Limitations of the ESP32 debugging

We have just added support for the new ESP32 chip to VisualGDB. While VisualGDB allows building projects, setting breakpoints and debugging your ESP32 code out-of-the-box, the ESP32 tools come with a few known limitations that may interfere with debugging. In this post I will summarize them and show known workarounds.

Reset behavior

The biggest problem of the ESP32 chip is that it cannot be reliably reset into a predictable initial state. Programming the SPI FLASH requires putting the chip in a state where the background tasks are stopped, FLASH is initialized properly and the interrupts are disabled. Unlike ARM devices that enter this state immediately after reset, ESP32 does not allow doing it easily. Resetting just the CPU leaves the peripherals in an unpredictable state that often results in a crash and resetting the entire chip immediately starts the CPU, so by the time VisualGDB can stop it, it has already begun running some code.

VisualGDB works around this by doing a chip reset and halting both CPUs some time after it, but this does not work 100% reliably.

If you encounter a situation where your FLASH memory cannot be programmed, try the following steps to troubleshoot it:

  1. Put the chip in the bootloader mode (hold the bootloader button, press the reset button).
  2. Start JTAG debugging. The memory should get programmed, but the chip will not leave the bootloader mode without a physical reset.
  3. Reset the chip by pressing the Reset button.
  4. Select “do not program FLASH” in VisualGDB Project Properties and start JTAG debugging again

Breakpoints in FLASH

The ESP32 chip has only 2 hardware breakpoints. This means that you cannot set more than 2 simultaneous breakpoints in the code that resides in the SPI FLASH. To work around this you can move some of your functions from FLASH to RAM:

void __attribute__((section(".iram1"))) ramfunc()
{
    //...
}

VisualGDB will automatically detect the code that is placed in RAM and will use software breakpoints instead of hardware ones for it.

Breakpoints in RAM

Unlike ESP8266 where software breakpoints in RAM just work, the ESP32 makes things a bit trickier due to having 2 cores.  They will work flawlessly if they are triggered on the same core that was active when setting them. If a different core triggers a software breakpoint, OpenOCD will not handle it correctly will display it as a random stop in a random place:multicore

Although this is annoying, it does not mean the end of the world. You can switch to the other core via the Threads window in Visual Studio and see the code that triggered the breakpoint:core2

Viewing local variables and call stack will work, but trying to continue debugging will result in a random effect from stopping at the same place in code to crashing gdb. The workaround would be to disable the breakpoint, optionally set another on on the next line, resume execution with F5 and reenable the original breakpoint once the next breakpoint is hit.

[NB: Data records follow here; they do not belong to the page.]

PR #2080, opened 2025-02-06
194142 Fix: prevent duplicate inserts by enforcing uniqueness of URN for active projects

edavey:
### Enforce uniqueness of URN for active projects

See ticket [194142](https://dev.azure.com/dfe-gov-uk/Academies-and-Free-Schools-SIP/_workitems/edit/194142)

We add a composite uniqueness index on the `projects` table
to ensure that only one project in an active state with a given
URN can exist.

We've been seeing some duplicate transfers and conversions being
created by our automated "handover" process between "prepare" and
"complete". Our "complete" API receives POSTs to:

- `/api/v1/projects/conversions` and
- `/api/v1/projects/conversions`

these are handled by:

which both use the `UrnUniqueForApiValidator` to perform this
validation at the application level, but for a reliable
constraint we need to use a control at the database layer.

As new projects are added with the "active" state it's sufficient to
use the rule that no two projects may have the same state and URN.

When deploying this change we'll need to identify any existing projects 
which violate this rule and handle them, probably by moving
all but the most recent duplicate into the deleted state. 

See the list of [project states][] .

[project states]:
https://github.com/DFE-Digital/dfe-complete-conversions-transfers-and-changes/blob/fa42c6bca30696c4ca34b3fe2a3db568244f3294/app/models/project.rb#L92C1-L98C4

## Checklist

- [ ] Understand if production contains records which violate this new constraint. If so 
   add a data migration to fix up before adding the unique index

### DIFF
--- a/db/migrate/20250205114547_add_unique_project_index_on_urn_and_state.rb
+++ b/db/migrate/20250205114547_add_unique_project_index_on_urn_and_state.rb
@@ -1,0 +1,5 @@
+class AddUniqueProjectIndexOnUrnAndState < ActiveRecord::Migration[7.1]
+  def change
+    add_index :projects, [:urn, :state], unique: true
+  end
+end
--- a/db/schema.rb
+++ b/db/schema.rb
@@ -10,7 +10,7 @@
 #
 # It's strongly recommended that you check this file into your version control system.
 
-ActiveRecord::Schema[7.1].define(version: 2025_01_27_172701) do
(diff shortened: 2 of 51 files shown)


shuldt (approved):

edavey:
I'm closing this as our current plan to to fix this on the "Prepare" side, e.g.  by using a job queue which guarantees that each job is processed exactly once.

PR #2085, opened 2025-02-10
200459 Fix: set local authority on imported projects

edavey:
See [200459: Imported projects missing LA](https://dev.azure.com/dfe-gov-uk/Academies-and-Free-Schools-SIP/_workitems/edit/200459)

We failed to recognise that  projects (transfers and conversions) are not only created within the service via the GUI using the `CreateProjectForm` classes, but also programmatically in a pipeline job from the "Prepare" service. The classes responsible are:

In this PR we extend these two services to set the local authority on the project being created from the local authority of the establishment returned by the Academies API.


shuldt (approved):
Good catch, lgtm

PR #2092, opened 2025-02-18
Make Projects#local_authority_id non-nullable

edavey:
This will ensure that projects always have their local authority set.

This will reduce the number of errors we see in the development environment caused by projects created by the .NET app which is under-construction and which has incomplete validation.


shuldt (approved):
Seems sensible!

PR #2101, opened 2025-02-25
Fix: Pin forked AppInsights gem to tag rather than branch

edavey:
We got caught out after rewording the fix commit on `fix/correct-pattern-match-for-exception-handling` not appreciating that pinning the gem to the branch was actually tieing it to SHA `51cb59a34e3e36ff406f9ec3c8332fb2a2ff89c5` which was of course replaced when rewording the commit.

We now use a tag to pin the forked gem: this is more obviously a pointer to a particular SHA.


shuldt (approved):
Delighted to approve this just as I ran into the error being fixed on my machine

PR #2104, opened 2025-03-03
200841: Find inactive project to handover by urn

edavey:
## Show 'find inactive project' when there are many projects to handover

See ticket [200841](https://dev.azure.com/dfe-gov-uk/Academies-and-Free-Schools-SIP/_workitems/edit/200841)

At certain times (e.g. now, start of March) there are a lot of projects to hand over, more than can be listed on a single index page.
    
If there is more than one page of projects to handover we now offer a  "Search for inactive project by URN" feature.
    
If a matching inactive project is found we provide a link to that project's "check handover details" page. If no matching inactive project exists we return the user to list of projects to be handed over.
    
### User story
   
- So that I can review a particular project which is to be handed over
- As a Regional Case Officer team leader at a time when there are over 20 projects in the "to be handed over" (inactive) state
- I want to locate this "to handover" (inactive) project without paging through multiple records

### Search facility displayed where quantity of projects requires pagination

multiple_pages_search_offered

---

### Project is found by URN

found_inactive_project

---

### Project is NOT found by URN

not_found-redirect_to_list

---

### Search facility NOT shown where quantity of projects does NOT require pagination

single_page_no_search_needed

## Checklist

### DIFF
--- a/CHANGELOG.md
+++ b/CHANGELOG.md
@@ -6,6 +6,11 @@ The format is based on [Keep a Changelog](https://keepachangelog.com/en/1.0.0/).
 
 ## [Unreleased][unreleased]
 
+### Changed
+
+- Find a project to be handed over by URN, if there are too many to show on a
+  single page.
+
 ## [Release-108][release-108]
 
 ### Changed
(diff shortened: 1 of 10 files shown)


shuldt (approved):
Looks really useful!

PR #1346, opened 2016-01-12
remove link new page, node tranverse

itkg-alavieille:


BackofficeBundle/Resources/views/Tree/tree-macros.html.twig
```diff
@@ -12,7 +12,10 @@
             >
                 <span>{{ node.name }}</span>
             </a>
-            {% if 'child' in element|keys and (element.child is not empty or is_granted("ROLE_ACCESS_CREATE_NODE"))%}
+            {% if 'child' in element|keys
+               and (element.child is not empty or is_granted("ROLE_ACCESS_CREATE_NODE"))
+               and node.nodeId != constant('TRANSVERSE_NODE_ID', node)
```
nicolasThal: I think that constant should take the fully qualified namespace of the class and then the constant name

itkg-alavieille: @nicolasThal twig can be test constants from object instances, if use the other syntax with the fully namespaces, when the class name change or namespace it is necessary to updated the twig and not in the first syntax

nicolasThal: sorry, I read it to fast :)

But this syntax is ok for me

nicolasThal:
:+1:

PR #1349, opened 2016-01-12
Remove version node transverse

itkg-alavieille:


nicolasThal:
:+1: but when the test is fixed

PR #1364, opened 2016-01-15
Add concurrency view

itkg-nanne:


BackofficeBundle/Resources/public/coffee/OrchestraView.coffee
```diff
@@ -94,4 +94,16 @@ OrchestraView = Backbone.View.extend(
...
       path: path.duplicate
     ) if element.get('links')._self_duplicate
+
+  addConcurrency: ->
+    if typeof @currentRankView == 'undefined'
+      @oldRender = @render
+      @currentRankView = 0
+    else
+      @currentRankView = @currentRankView + 1
+    @render = () ->
```
itkg-alavieille: why not add an abstract view than the different channel extend it. In this abstract view you could add this this behavior on the render.

itkg-nanne:
done @itkg-alavieille

BackofficeBundle/Resources/public/coffee/widget/AbstractConcurrancyCounter.coffee
```diff
@@ -0,0 +1,17 @@
...
+  addConcurrency: ->
+    if typeof @currentRankView == 'undefined'
+      @oldRender = @render
+      @currentRankView = 0
+    else
+      @currentRankView = @currentRankView + 1
+    @render = () ->
+      prototype = Object.getPrototypeOf(@)
+      if @currentRankView == prototype.currentRankView
+        @oldRender.apply this, arguments
```
SOLenG: I'm a little perturbed, if for a any reason `prototype.currentRankView` has a same value with `@currentRankView` which is defined, so `@oldRender` will not be initialised.

itkg-nanne: That's the point, not doing the render ifnot same currentRank after having define oldRender line 8

itkg-nanne: @oldRender is always defined as @currentRankView is a dynamically defined option and is always undefined as starting state.

SOLenG: if it's the case, so it's :+1: for me

PR #1367, opened 2016-01-18
fix source node with template subarea

itkg-alavieille:


itkg-ngilain:
:+1:

BackofficeBundle/EventSubscriber/NodeTemplateSelectionSubscriber.php
```diff
@@ -47,8 +47,14 @@ public function preSubmit(FormEvent $event)
             ) {
                 $template = $this->templateRepository->findOneByTemplateId($data['nodeTemplateSelection']['templateId']);
                 if (null !== $template) {
-                    $formData->setAreas($template->getAreas());
-                    $formData->setBlocks($template->getBlocks());
+                    foreach($template->getAreas() as $area) {
```
nicolasThal: What will happen if there is more than two levels of area ?

PR #1371, opened 2016-01-18
Remove smartadmin cssconcat from prod environnement

itkg-ngilain:


SOLenG:
it's unfortunable you don't use the "twig loop" to generate a link as it was done before the refacto, else :+1:

itkg-ngilain:
@SOLenG : the refacto is done because that "twig loop" introduces a css bug in a non-debug environnement. In a such environnement, all files are concatenate, and this is what we want to avoid with smartadmin.

nicolasThal:
:+1:

PR #1382, opened 2016-01-26
remove searchable type from field type and inject in subscriber

itkg-nanne:
https://github.com/open-orchestra/open-orchestra-media-admin-bundle/pull/129
[OO-FEATURE] auto-select type of search in datatable for content field type


nicolasThal:
:+1:

PR #1385, opened 2016-01-27
fix NodeGroupRole creation when it already exists

Thiblef:
[OO-BUGFIX] When a node is duplicated there's no more node group role creation


itkg-ngilain:
:+1: but can you alter your PR comment to include the new oo-tags ?

itkg-ngilain:
:+1: but can you alter your PR comment to include the new oo-tags ?

PR #1386, opened 2016-01-27
replace dsiplay menu by refresh menu

itkg-nanne:
[OO-BCBREAK] change way to load dataparameter in refresh menu context
[OO-BUGFIX] disable load dataparemeter in modal context


itkg-ngilain:
:+1:

PR #1388, opened 2016-01-28
fix jarvis widget css

Thiblef:
[OO-BUGFIX] Fix jarvis widget header style in BackOffice

### DIFF
--- a/BackofficeBundle/Resources/public/less/smartadminPatches/widget.less
+++ b/BackofficeBundle/Resources/public/less/smartadminPatches/widget.less
@@ -1,10 +1,10 @@
 .js-widget-title {
     margin-left: 10px;
     display: inline-block;
-    max-width: 90%;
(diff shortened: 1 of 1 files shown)


itkg-ngilain:
:+1:

BackofficeBundle/Resources/public/less/smartadminPatches/widget.less
```diff
@@ -1,10 +1,10 @@
 .js-widget-title {
     margin-left: 10px;
     display: inline-block;
-    max-width: 90%;
```
itkg-alavieille: why remove this line ? this line is used when a the navigator don't support calc property. Like IE9 where calc property isn't totally supported

Thiblef:
http://caniuse.com/#search=calc()
It's not supported only on IE9 when you use it in a background-position. I think this line can be suppressed here.

PR #1396, opened 2016-02-01
add activate form in case of collection prototype

itkg-nanne:
[OO-BUGFIX] Activate tinyMce in collection prototype context
https://github.com/open-orchestra/open-orchestra-media-admin-bundle/pull/135


itkg-alavieille:
:+1:  but think to update MediaFormView also

itkg-ngilain:
:+1:

PR #1433, opened 2016-02-22
fixes #1401 on notification type

### LINKED ISSUE #1401: Support for info / success notification
https://github.com/open-orchestra/open-orchestra-cms-bundle/blob/master/BackofficeBundle/Resources/public/coffee/orchestraLib.coffee#L247

Notification only supports two type :
* error which are red with an cross icon class
* the others which are yellow with an info icon

The yellow color could be misleading when you use the notification for a feedback. We should at least have a support of info / success for those notifications as it is for flash message.

nicolasThal:
[OO-FEATURE] add notification colors


Thiblef:
You could have add the `info` type in blue like in smartadmin.

nicolasThal:
@Thiblef "info" will be the fallback type

Thiblef:
:+1:

PR #1438, opened 2016-02-24
disable datatable buttons when no access

Thiblef:
[OO-FEATURE] Datatable action buttons are disabled if the user hasn't the rights


itkg-ngilain:
@Thiblef : You should not replace the button type class (btn-warning, btn-danger, etc ...) with the btn-default class. You can disable them with their original style.
Have a look here : http://smartadmin.openorchestra.inte/1.8/DEVELOPER/HTML_Full_Version/buttons.html

Thiblef:
@itkg-ngilain I did it first but I think the information is more visible to the user if we remove color.

itkg-ngilain:
hum ok, as you want.
:+1: then :)

PR #252, opened 2018-11-20
toFirrtl code

shannon1006:


timsherwood:
Hi Shannon, it looks like most of the tests pass, but it needs to pass "pep8" as well.  To run all the checks use the command "tox" but to just run the pep8 checks use "tox -e pep8".  Most of them are that your line length is too long.

PR #269, opened 2020-02-27
Adds simulation section for example fibonacci implementation; adds simulation helper function

mdko:


timsherwood:
This is a cool addition, thanks!

PR #277, opened 2020-04-09
Add ability to get handle to internally-defined memories (for use in Simulation) (Version 2)

mdko:
This adds the ability to get a reference to a memory created internally to any function/block.

This useful for when a block defines its own internal memory block, and during simulation you want to instantiate that memory with certain values for testing. Since the Simulation constructor requires a reference to the memory object itself, but the block your testing defines the memory internally, it's not possible get it without making that local variable an attribute of the function. This decorator does this **automagically** for you.

This version uses Python introspection in order to work. [Another pull request](https://github.com/UCSBarchlab/PyRTL/pull/278) manipulates the working block in order to store and get these memory block references. This pull request is intended to be a discussion on 1) if this is useful (I think it is) and 2) which way (this pull request or [that one](https://github.com/UCSBarchlab/PyRTL/pull/278)) is a better approach.

The one advantage is that you don't need to name your internal memories to access them (unlike the other pull request), so no need to mess with internal block code.
        
            import pyrtl
            from pyrtl.simulation import external

            @external('mem')   # <======= New stuff
            def special_memory(read_addr, write_addr, data, wen):
                mem = pyrtl.MemBlock(bitwidth=32, addrwidth=5)
                mem[write_addr] <<= pyrtl.MemBlock.EnabledWrite(data, wen & (write_addr > 0))
                return mem[read_addr]

            read_addr = pyrtl.Input(5, 'read_addr')
            write_addr = pyrtl.Input(5, 'write_addr')
            data = pyrtl.Input(32, 'data')
            wen = pyrtl.Input(1, 'wen')
            res = pyrtl.Output(32, 'res')
            
            res <<= special_memory(read_addr, write_addr, data, wen)
            sim = pyrtl.Simulation(memory_value_map={
                special_memory.mem: {  # <===== New stuff
                    0: 5,
                    1: 6,
                    2: 7,
                }
            })

            inputs = {
                'read_addr':  '012012',
                'write_addr': '012012',
                'data':       '890333',
                'wen':        '111000',
            }
            expected = {
                'res': '567590',
            }
            sim.step_multiple(inputs, expected)

### DIFF
--- a/pyrtl/simulation.py
+++ b/pyrtl/simulation.py
@@ -1214,6 +1214,7 @@ class SimulationTrace(object):
         if extra_line:
             print(file=file)
 
+
 def _call_function_get_frame(func, *args, **kwargs):
     """
     Calls the function *func* with the specified arguments and keyword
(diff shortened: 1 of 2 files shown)


timsherwood:
Hi Michael, I responded in the other pull request I could see a decorator capturing a convenience aspect of this but I would prefer to avoid it it being the primary way to access some information from the netlist. I key principle in pyrtl is as simple as possible (but no simpler), and I think an access function in core to facilitate this type of behavior would be the preferred method.

PR #278, opened 2020-04-09
Add ability to get handle to internally-defined memories (for use in Simulation) (Version 1)

mdko:
This adds the ability to get a reference to a memory created internally to any function/block (as long as you have its name)

This useful for when a block defines its own internal memory block, and during simulation you want to instantiate that memory with certain values for testing. Since the Simulation constructor requires a reference to the memory object itself, but the block your testing defines the memory internally, this allows you to get the object reference.

Note that this requires you know the name of the memory block, meaning that you most likely need to have named it yourself.

This version manipulates the working block in order to store and get these memory block references. [Another pull request](https://github.com/UCSBarchlab/PyRTL/pull/277) uses Python introspection and a decorator instead and thus doesn't mess with any of the internals of PyRTL. This pull request is intended to be a discussion on 1) if this is useful (I think it is) and 2) which way (this pull request or [that one](https://github.com/UCSBarchlab/PyRTL/pull/277)) is a better approach.
        
           def special_memory(read_addr, write_addr, data, wen):
                mem = pyrtl.MemBlock(bitwidth=32, addrwidth=5, name='special_mem')
                mem[write_addr] <<= pyrtl.MemBlock.EnabledWrite(data, wen & (write_addr > 0))
                return mem[read_addr]

            read_addr = pyrtl.Input(5, 'read_addr')
            write_addr = pyrtl.Input(5, 'write_addr')
            data = pyrtl.Input(32, 'data')
            wen = pyrtl.Input(1, 'wen')
            res = pyrtl.Output(32, 'res')

            res <<= special_memory(read_addr, write_addr, data, wen)

            # Can only access it after the `special_memory` block has been instantiated/called
            # New stuff =====V
            special_mem = pyrtl.working_block().get_mem_block_by_name('special_mem')

            sim = pyrtl.Simulation(memory_value_map={
                special_mem: {
                    0: 5,
                    1: 6,
                    2: 7,
                }
            })

            inputs = {
                'read_addr':  '012012',
                'write_addr': '012012',
                'data':       '890333',
                'wen':        '111000',
            }
            expected = {
                'res': '567590',
            }
            sim.step_multiple(inputs, expected)

### DIFF
--- a/pyrtl/core.py
+++ b/pyrtl/core.py
@@ -262,7 +262,7 @@ class Block(object):
         # pre-synthesis wirevectors to post-synthesis vectors
         self.legal_ops = set('w~&|^n+-*<>=xcsrm@')  # set of legal OPS
         self.rtl_assert_dict = {}   # map from wirevectors -> exceptions, used by rtl_assert
-        self.memblocks_by_name = {}  # map from name->memblock, for easy access to memblock objs
+        self.memblock_by_name = {}  # map from name->memblock, for easy access to memblock objs
 
     def __str__(self):
         """String form has one LogicNet per line."""
@@ -307,7 +307,7 @@ class Block(object):
         (e.g. for instantiating during a simulation).
         """
         self.sanity_check_memblock(mem)
-        self.memblocks_by_name[mem.name] = mem
+        self.memblock_by_name[mem.name] = mem
 
     def get_memblock_by_name(self, name, strict=False):
         """ Get a reference to a memory stored in this block by name.
@@ -362,8 +362,8 @@ class Block(object):
             }
             sim.step_multiple(inputs, expected)
         """
-        if name in self.memblocks_by_name:
-            return self.memblocks_by_name[name]
+        if name in self.memblock_by_name:
+            return self.memblock_by_name[name]
         elif strict:
             raise PyrtlError('error, block does not have a memblock named %s' % name)
         else:
--- a/pyrtl/core.py
+++ b/pyrtl/core.py
@@ -262,7 +262,7 @@ class Block(object):
         # pre-synthesis wirevectors to post-synthesis vectors
         self.legal_ops = set('w~&|^n+-*<>=xcsrm@')  # set of legal OPS
         self.rtl_assert_dict = {}   # map from wirevectors -> exceptions, used by rtl_assert
-        self.mem_blocks = {}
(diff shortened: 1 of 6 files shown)


timsherwood:
Thanks Michael, I agree this is addressing a real need and should be supported by PyRTL.    Of the two I lean more towards this one in keeping with the "explicit is better than implicit" mindset.   I could see a decorator capturing a convenience aspect of this but I would prefer to avoid it it being the primary way to access some information from the netlist.  Decorators are also not that beginner friendly which is another consider.

I like the "get_memblock_by_name" approach in that it mirrors an existing and well used function already in "core", although I need to think if that mirroring as accurate (since a memblock can actually be referenced by multiple operators in the netlist).  Another options would be a function that returns  *all* memory blocks referenced.  That might be another option and look something like this (functions names TBD)

```
        m = pyrtl.working_block().all_the_referenced_memblocks() 

        sim = pyrtl.Simulation(memory_value_map={
            m['special_mem']: {
                0: 5,
                1: 6,
                2: 7,
            },
            m['other_special_mem']: {
                ...
            }
        })
```

timsherwood:
BTW, in thinking about it further if we go this way it means we probably need "get_mem_block_by_name" too, although I would prefer "get_memblock_by_name" just to be consistent with names (since it is "get_wirevector_by_name").  If you make this name change and we have tests in place for this new core functionality I will merge this pull request.  Sorry it took a while to get back to you on this!

mdko:
Regarding the suggestion for a type of `all_the_referenced_memblocks()` method:

I've updated the code to have a more consistent naming scheme as with wirevectors (i.e. `get_memblock_by_name()`, and I noticed that since the underlying dict storing the name-to-memblock mapping is accessible, do we really need a separate method, or can the user just access the map like so:

       m = pyrtl.working_block().memblock_by_name

       sim = pyrtl.Simulation(memory_value_map={
            m['special_mem']: {
                0: 5,
                1: 6,
                2: 7,
            },
            m['other_special_mem']: {
                ...
            }
        })

This is similar to how getting the wirevectors works (just use `pyrtl.working_block().wirevector_by_name`). If you're okay with the above, the latest set of commits should suffice.

timsherwood:
Looks good, merged.  Thanks Michael this is a nice improvement!

PR #279, opened 2020-05-06
Fix Issue with Merging BLIF Output WireVectors

mdko:
When importing BLIF models into PyRTL, there is a bug where 1-bit BLIF output wires are combined in reverse order to create an N-bit PyRTL Output WireVector. An example is in order.

Given the Verilog code:
```
module counter (clk, rst, en, count);

    input clk, rst, en;
    output reg [3:0] count;

    always @(posedge clk)
        if (rst)
            count <= 4'd0;
        else if (en)
            count <= count + 4'd1;

endmodule
```

which generates the following BLIF (first few lines shown only):
```
.model counter
.inputs clk rst en
.outputs count[0] count[1] count[2] count[3]
```

the current usage of `pyrtl.input_from_blif(f)` will create a 4-bit `count` WireVector in PyRTL which __should__ be the concatenation of `count[3]`, `count[2]`, `count[1]`, and `count[0]`, where `count[3]` is the MSB and `count[0]` is the LSB. But currently it concatenates them in reverse order, such that `count[3]` is the LSB and `count[0]` is the MSB.

This pull request simply [changes](https://github.com/UCSBarchlab/PyRTL/compare/development...pllab:blif-import?expand=1#diff-c18524de449e49323ee4ea311060d299R134) the function used to concatenate them. It also adds and improves some related tests and fixes some pep8 formatting issues.

Side note: I'm pretty sure the generating of Input WireVectors is fine, based on visual inspection.
Side note #2: I'm also pretty sure the `merge_io_vector` argument to `input_from_blif()`, when False, does not do what we expect it to do. TLDR is that it will only create one of the N 1-bit wirevectors as Input/Output, and fixing this may be nontrivial since we don't allow Output wirevectors to be arguments to nets. This issue with the flag will be fixed in a separate pull request.


mdko:
One other thing I just remembered: there is currently an issue in the BLIF parsing where it doesn't expect/allow there to be an initial value specified for the `.latch` command. The BLIF manual says that the format of `.latch` is:

`.latch <input> <output> [<type> <control>] [<init-val>]`

Where `<init-val>` can be 0, 1, 2 (for don't care), and 3 (for unknown).

For the BLIF design I imported, I manually removed the initial value and the design worked fine. Before fixing it (in one of two ways), I need to understand the implications of fix option #1 (just ignoring the init-value passed in the BLIF file) or fix option #2 (integrating that initial-value in the generated PyRTL).

Or perhaps there are some assumptions I'm missing, and we assume the BLIF latches should always be don't cares? Or something else?

timsherwood:
I am merging the BLIF fix (assuming it has been tested?).  

Re: initial values -- PyRTL does not include or manage any explicit reset logic (it is added during verilog generation) so that either async or sync reset is possible depending on how the logic might be used.  During simulation we always assume all stateful elements (e.g. registers) come up in a zero state.  It should be safe to ignore init-val 0, 2, and 3 on import.  init-val 1 should either be an error OR perhaps the net could be the complement of a register.

mdko:
Regarding testing: Yes, the commits included added and expanded the BLIF-related tests in `tests/test_inputoutput.py`, and also ran it end-to-end, for example [here](https://github.com/pllab/pl-systems-research/blob/master/hdls/PyRTL-Experiments/verilog/counter_import.py).

I will make a pull request for the init-val fix (either error or the complement net approach for init-val 1) later.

We have experimented with modifying OpenOCD to report the correct core in the ‘session stopped’ event, but this often results in crashing the firmware, so as of November 2016, the core that triggered the breakpoint needs to be selected manually.

Stepping into functions does not work

This is another unfortunate limitation of the ESP32 GDB. Trying to step into and over function calls often ends up with just resuming the execution. The workarounds that work are:

  • Set a breakpoint on the next line and press F5 instead of trying step over (beware of the breakpoint count limit)
  • Switch to the Disassembly View and step instruction-by-instruction if you want to step into a function

The firmware sometimes crashes randomly

VisualGDB does a lot of background work to keep debugging as usable as possible. Stopping watchdog timers, disabling interrupts during stepping, distinguishing RAM and FLASH functions… Despite that, debugging sometimes does interfere with some ESP32 internals, causing the firmware to throw one exception after another. The fastest shortcut out of this state is to use the “Reset Device” button in the GDB Session window:reset

Some CPU registers are shown incorrectly

Yet another bug of the ESP32 gdb/OpenOCD is incorrect reporting of some of the CPU registers. If you see invalid values shown in Visual Studio, use the “mon reg <register name>” command to query the correct one directly from OpenOCD:regs

Stepping through code sometimes crashes gdb

Stepping through code with inline functions may crash gdb with the following message:

../../../../src/gdb-7.10/gdb/inline-frame.c:167: internal-error: inline_frame_this_id: Assertion `frame_id_p (*this_id)' failed.

The suggested workaround is to disable function inlining for the source files you are debugging.

Next steps

Despite the few shortcomings shown here, Espressif has done a great job open-sourcing most of the ESP32 libraries in the ESP-IDF framework and providing an OpenOCD version that can provide basic debugging functionality.  The version shipped with VisualGDB contains a few stability improvements over the original one and can be found in our Github repository. We will be contacting Espressif regarding the issues in the ESP32 tools and will post updates here once better workarounds are available.